Déjà pressentie par le philosophe chrétien Jean Guitton, la "vive accélération du temps» conduit par exemple le sociologue et philosophe allemand Hartmut Rosa à évoquer une «identité performative" de l’être humain: ce dernier, explique le professeur à l’Université Friedrich Schiller de Léna, se voit "contraint à toujours surfer sur le haut de la vague", sans s’interroger sur la "direction à prendre, c'est-à-dire le sens à donner à sa vie". Une existence placée sous l’empire de "l’immédiateté" et du "toujours plus"" et incapable de supporter la moindre défaillance qu’elle assimile à la chute. Une dysrythmie planétaire à l’origine de graves ruptures identitaires par ailleurs dénoncées à l’unisson par les sociologues et les spécialistes de la psyché: l’anthropologue et professeur émérite des Universités François Laplantine la tient pour une "décompression" susceptible d’éclairer l’engouement des hommes pour les nouvelles religiosités, croyances et autres spiritualités multiformes tandis que le psychiatre et organisateur de ce Congrès Jean Furtos pointe l’apparition de nouvelles pathologies mentales d’autant plus imperceptibles qu’elles sont masquées par les pratiques communes et répandues de la mondialisation. Pour la première fois aussi dans un forum psychiatrique, un atelier évoquait, sous la coordination de la psychanalyste lyonnaise Joëlle Rochette, la question de la "construction du cerveau social chez le bébé à l’épreuve de la précarité". Effet positivement pervers, la «globalisation» suscite fort heureusement une prise de conscience aussi large que ses symptômes jusque dans des régimes parfois rétifs à la considération des besoins humains. Venu spécialement de Chine, le professeur Qin Hui du Département d’Histoire de l’Université Tsinghua a tenu, devant une assistance médusée, un langage aussi courageux qu’inattendu sur les pratiques d’internement asilaire dans l’Empire du milieu: il a évoqué avec force chiffres et cas cliniques, les "évolutions favorables à l’humain de la psychiatrie chinoise" dont les membres n’hésitent parfois plus à "s’opposer au diagnostic administratif" tout en soulignant "le rapide développement des thérapies analytiques" dans son pays. Avec, en outre, une audacieuse pointe d’humour comparatif à propos des méthodes russes: "en Russie, on interne des hommes sains qu’on fait devenir fous, en Chine, on amène à l’hôpital psychiatrique des hommes réputés fous qu’on relâche sains !".

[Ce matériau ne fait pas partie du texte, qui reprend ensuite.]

PR #268, opened 2026-07-12
feat: support natural language dates for --date option

### LINKED ISSUE #255: [Medium] cli.py: `--date` accepts only strict YYYY-MM-DD; `--date-range` accepts natural-language dates — inconsistent
## Summary
The global `--date` flag in `termstory/cli.py` only accepts strict YYYY-MM-DD format, while the `--date-range` flag accepts natural-language dates like "yesterday" and "today", creating inconsistent CLI behavior.

## Steps to Reproduce
1. Run `PYTHONPATH=. python3 -m termstory --date yesterday today`
2. Observe error: `Error: Invalid date format 'yesterday'`
3. Run `PYTHONPATH=. python3 -m termstory web --date-range yesterday`
4. Observe the command succeeds (natural-language supported)

## Expected vs Actual
**Expected**: The `--date` global flag should accept the same natural-language inputs as `--date-range`, including "today", "yesterday", "tomorrow", and "Ndays" formats, plus any dateutil-parseable string.

**Actual**: The `--date` flag only accepts strict YYYY-MM-DD format because it uses raw `date_parser.parse()` instead of the `parse_date_range_helper()` function that handles natural-language parsing.

## Environment
Not specified

## Context
The `termstory/date_utils.py` module already implements `parse_date_range_helper()` which understands natural-language date formats including "today", "yesterday", "Ndays", and "YYYY-MM-DD:YYYY-MM-DD" ranges. The `web` command's `--date-range` flag successfully uses this helper, but the global `--date` flag in the CLI callback does not, causing the inconsistency.

Ayush-0918:
## What this does

Makes the global `--date` option accept natural-language inputs like `today`, `yesterday`, and `7days` — the same strings `--date-range` already supports — and normalizes the result so `TERMSTORY_DATE_OVERRIDE` always gets a clean `YYYY-MM-DD` value.

Before, `--date` only validated the string with `dateutil` and passed it through unchanged. That worked for literal dates, but failed for the shorthand forms. Now it reuses the shared `parse_date_range_helper()` and writes back a normalized date, so downstream code that reads `TERMSTORY_DATE_OVERRIDE` sees a consistent format.

## Changes

- `termstory/cli.py`
  - Added `datetime` import
  - Replaced direct `date_parser.parse()` validation with `parse_date_range_helper()`
  - Normalizes the parsed result to `YYYY-MM-DD` before setting `TERMSTORY_DATE_OVERRIDE`
  - Updated `--date` help text
- `tests/test_cli_commands.py`
  - Added `test_global_date_accepts_natural_language()` for `yesterday`
  - Added manual env cleanup so the override doesn't leak into later tests

## Fix

Closes #255.

## How to test

```bash
pytest tests/test_cli_commands.py::test_global_date_accepts_natural_language
```

Or manually:

```bash
termstory --date yesterday
termstory --date today
termstory --date 7days
termstory --date not-a-date   # should error out
```

## Notes

No breaking changes. The timezone behavior follows the existing `date_utils` helpers (naive local-time timestamps), so the normalized date matches what `--date-range` would produce for the same input.

### DIFF
--- a/termstory/cli.py
+++ b/termstory/cli.py
@@ -2,7 +2,7 @@ import os
 
 import typer
 from typing import Optional, List
-from datetime import datetime
+from datetime import datetime, timedelta
 from dateutil import parser as date_parser
 
 # Supported tags for session categorization
--- a/termstory/cli.py
+++ b/termstory/cli.py
@@ -2,6 +2,7 @@ import os
 
 import typer
 from typing import Optional, List
+from datetime import datetime
 from dateutil import parser as date_parser
 
 # Supported tags for session categorization
@@ -12,7 +13,7 @@ from termstory.parser import parse_all_histories
 from termstory.session import create_sessions
 from termstory.project import detect_projects
 from termstory.database import Database
-from termstory.date_utils import get_current_time, get_today_range
+from termstory.date_utils import get_current_time, get_today_range, parse_date_range_helper
 from termstory.formatter import format_search_results, format_today_output, format_project_output, format_insights_output, format_stats_output, format_profile_output, format_necromancer_score, format_rage_quit_signatures
 import sqlite3
 
@@ -1424,7 +1425,7 @@ def version_callback(value: bool):
 @app.callback(invoke_without_command=True)
 def main(
     ctx: typer.Context,
-    date: Optional[str] = typer.Option(None, "--date", help="Date override (YYYY-MM-DD) for commands"),
+    date: Optional[str] = typer.Option(None, "--date", help="Date override (e.g. today, yesterday, 7days, YYYY-MM-DD) for commands"),
     reset: bool = typer.Option(False, "--reset", help="Reset all TermStory state, configuration, and database"),
     version: Optional[bool] = typer.Option(
         None,
@@ -1441,8 +1442,9 @@ def main(
 
     if date:
         try:
-            date_parser.parse(date)
-            os.environ["TERMSTORY_DATE_OVERRIDE"] = date
+            start_ts, _ = parse_date_range_helper(date)
+            parsed_date = datetime.fromtimestamp(start_ts).strftime("%Y-%m-%d")
+            os.environ["TERMSTORY_DATE_OVERRIDE"] = parsed_date
         except Exception:
             Console(stderr=True).print(f"[bold red]Error: Invalid date format '{date}'[/]")
             raise typer.Exit(code=1)
--- a/tests/test_cli_commands.py
+++ b/tests/test_cli_commands.py
@@ -439,7 +439,23 @@ def test_cli_error_states(tmp_path, monkeypatch):
     result = runner.invoke(app, ["--date", "not-a-date"])
     assert result.exit_code == 1
     assert "Invalid date format" in result.stdout or "Invalid date format" in result.stderr
+def test_global_date_accepts_natural_language(tmp_path, monkeypatch):
+    db_file = tmp_path / "test_date_override.db"
 
+    monkeypatch.setattr("termstory.cli.get_db_path", lambda: str(db_file))
+    monkeypatch.setattr("termstory.config.get_db_path", lambda: str(db_file))
+    monkeypatch.setattr("termstory.cli.get_history_files", lambda: [])
+    monkeypatch.setattr("termstory.cli.run_ingestion", lambda db: None)
+    monkeypatch.setattr("termstory.cli.show_ui", lambda: None)
+
+    runner = CliRunner()
+
+    result = runner.invoke(app, ["--date", "yesterday"])
+
+    assert result.exit_code == 0
+    # The CLI sets TERMSTORY_DATE_OVERRIDE directly, so clean it up
+    # to avoid leaking state into later tests.
+    os.environ.pop("TERMSTORY_DATE_OVERRIDE", None)
 def test_safe_init_db_corrupted(tmp_path, monkeypatch, capsys):
     import sqlite3
     db_file = tmp_path / "corrupt.db"
--- a/tests/test_cli_commands.py
+++ b/tests/test_cli_commands.py
@@ -1,6 +1,6 @@
 import os
 import time
-from datetime import datetime
+from datetime import datetime, timedelta
 from typer.testing import CliRunner
 from termstory.cli import app
 from termstory.database import Database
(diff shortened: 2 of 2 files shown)


Ayush-0918:
:miku /ecsoc

bitflicker64:
:miku /ask why are the tests failing can u give me explaianation and better code snippits for before and after

bitflicker64:
@Ayush-0918 can u fix this

bitflicker64:
@Ayush-0918 wait checking

bitflicker64:
CI is failing on `tests/test_database.py::test_insert_and_retrieve` — reproduced locally.

**Root cause (not in your date parsing):** your new `test_global_date_accepts_natural_language` calls `runner.invoke(app, ["--date", "yesterday"])`, which causes `cli.py` to set `os.environ["TERMSTORY_DATE_OVERRIDE"] = "2026-07-12"` directly. The test never cleans it up.

Because pytest runs files alphabetically, `test_cli_commands` runs before `test_database`. `test_insert_and_retrieve` inserts a session stamped with real `int(time.time())` (today), then calls `get_today_sessions()` → `get_today_range()` → `get_current_time()`. That function honors `TERMSTORY_DATE_OVERRIDE`, so "today" is resolved as yesterday; the real-today session is excluded → `len(today_sessions) == 0`.

**Why `monkeypatch.delenv` after the invoke doesn't help:** monkeypatch records the env state at the moment `delenv`/`setenv` is called. Since the CLI mutates `os.environ` directly inside the invoke, a post-invoke `monkeypatch.delenv` only restores to whatever was current when called (the leaked value). The fix is to purge the variable directly after asserting.

**Fix:** add this at the end of `test_global_date_accepts_natural_language`:

```python
    # The CLI sets os.environ["TERMSTORY_DATE_OVERRIDE"] directly, bypassing
    # monkeypatch. Clean it up manually so later tests see the real "today".
    os.environ.pop("TERMSTORY_DATE_OVERRIDE", None)
```

Verified locally:
- `pytest tests/test_cli_commands.py tests/test_database.py::test_insert_and_retrieve` fails without the cleanup
- Passes with the cleanup

Your actual CLI change for natural-language `--date` looks fine; this is purely test isolation.

```suggestion
    assert result.exit_code == 0

    # The CLI sets os.environ["TERMSTORY_DATE_OVERRIDE"] directly, bypassing
    # monkeypatch. Clean it up manually so later tests see the real "today".
    os.environ.pop("TERMSTORY_DATE_OVERRIDE", None)
```

Ayush-0918:
Thanks! I applied the suggested cleanup using os.environ.pop("TERMSTORY_DATE_OVERRIDE", None) to avoid leaking the environment variable across tests. I verified locally that:

pytest tests/test_cli_commands.py tests/test_database.py::test_insert_and_retrieve -v

termstory/cli.py
```diff
@@ -2,6 +2,7 @@
 
 import typer
 from typing import Optional, List
+from datetime import datetime
 from dateutil import parser as date_parser
```
bitflicker64, line 6:
```suggestion
```
This import is now unused after switching `--date` to `parse_date_range_helper`. Worth removing to keep the diff tidy.

termstory/cli.py
```diff
@@ -1441,8 +1442,9 @@ def main(
 
     if date:
         try:
-            date_parser.parse(date)
-            os.environ["TERMSTORY_DATE_OVERRIDE"] = date
+            start_ts, _ = parse_date_range_helper(date)
+            parsed_date = datetime.fromtimestamp(start_ts).strftime("%Y-%m-%d")
+            os.environ["TERMSTORY_DATE_OVERRIDE"] = parsed_date
```
bitflicker64, line 1447: One subtle thing: `datetime.fromtimestamp(start_ts)` uses the local system timezone. `parse_date_range_helper` returns timestamps built from `datetime.combine(..., time.min)` and `get_current_time()`, which are naive (no tz). Around midnight, a CI runner in a different TZ could shift the override date by one day. For now it works, but if you see flaky date tests later, normalize with `datetime.fromtimestamp(start_ts, tz=timezone.utc).astimezone().date()` or document the behavior.

tests/test_cli_commands.py
```diff
@@ -439,7 +439,23 @@ def test_cli_error_states(tmp_path, monkeypatch):
...
+    monkeypatch.setattr("termstory.config.get_db_path", lambda: str(db_file))
+    monkeypatch.setattr("termstory.cli.get_history_files", lambda: [])
+    monkeypatch.setattr("termstory.cli.run_ingestion", lambda db: None)
+    monkeypatch.setattr("termstory.cli.show_ui", lambda: None)
+
+    runner = CliRunner()
+
+    result = runner.invoke(app, ["--date", "yesterday"])
+
+    assert result.exit_code == 0
```
bitflicker64, line 455:
```suggestion
    assert result.exit_code == 0
    expected = (datetime.now() - timedelta(days=1)).strftime('%Y-%m-%d')
    assert os.environ.get('TERMSTORY_DATE_OVERRIDE') == expected, (
        f"Expected override {expected!r}, got {os.environ.get('TERMSTORY_DATE_OVERRIDE')!r}"
    )
```
Strengthens the test to actually verify the env var value, not just that the CLI didn't crash. Also catches the leak regression if someone removes the cleanup below.

bitflicker64 (commented):
Left a few inline notes. Nothing blocking, mostly polish + one timezone heads-up.

tests/test_cli_commands.py
```diff
@@ -439,7 +439,23 @@ def test_cli_error_states(tmp_path, monkeypatch):
...
+    # The CLI sets TERMSTORY_DATE_OVERRIDE directly, so clean it up
+    # to avoid leaking state into later tests.
+    os.environ.pop("TERMSTORY_DATE_OVERRIDE", None)
 def test_safe_init_db_corrupted(tmp_path, monkeypatch, capsys):
```
bitflicker64, line 463: Good cleanup. For future tests that mutate `os.environ` through the CLI, keep doing this direct `pop` — `monkeypatch.delenv` after the invoke won't catch changes made by the code under test.

bitflicker64:
added good-backend so u get maximum points thanks again !!

Ayush-0918:
Addressed the review feedback.

Changes made:
- Restored the required `date_parser` import used by the search command.
- Added an assertion to verify the normalized `TERMSTORY_DATE_OVERRIDE` value.
- Kept the explicit environment cleanup to prevent state leakage across tests.

Verified locally:

pytest tests/test_cli_commands.py tests/test_database.py::test_insert_and_retrieve -v

Result: 22/22 tests passed.

bitflicker64:
:miku /lgtm 
/approve

bitflicker64 (approved):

Une "Déclaration de Lyon" rédigée par les organisateurs et des "recommandations" signées par les deux cents intervenants énoncent une dizaine de principes fondamentaux centrés sur la notion de "précarité" définie par Jean Furtos sur la base du "hilflosikeit" freudien de l’enfant: le "besoin absolu d’autrui pour vivre" et "qui s’oppose à l’exclusion". Rappelant que les "contextes sociaux, économiques et politiques sont susceptibles de faire basculer massivement les liens humains du côté de la méfiance", le Chef de service à l’Hôpital du Vinatier et Directeur de l’Observatoire des Pratiques en Santé Mentale et Précaire propose d’instaurer une organisation pérenne sous la forme d’un "Observatoire International sur la Mondialisation et l’Ecologie humaine", espace public mondial en charge "d’objectiver, mesurer et qualifier les effets psychosociaux défavorables de la mondialisation" tout en cherchant à promouvoir une "écologie du lien social", à même de responsabiliser décideurs politiques et pouvoirs économiques. Une tâche ardue et à contre-courant mais soutenue, si l’on en croit sa participation massive aux nombreux symposiums du Congrès, par un public très engagé.
http://congresdescinqcontinents.org/fr
La vue à partir du Mont Saint Michel en fin d’après-midi parait comme si l’on était sur une île e...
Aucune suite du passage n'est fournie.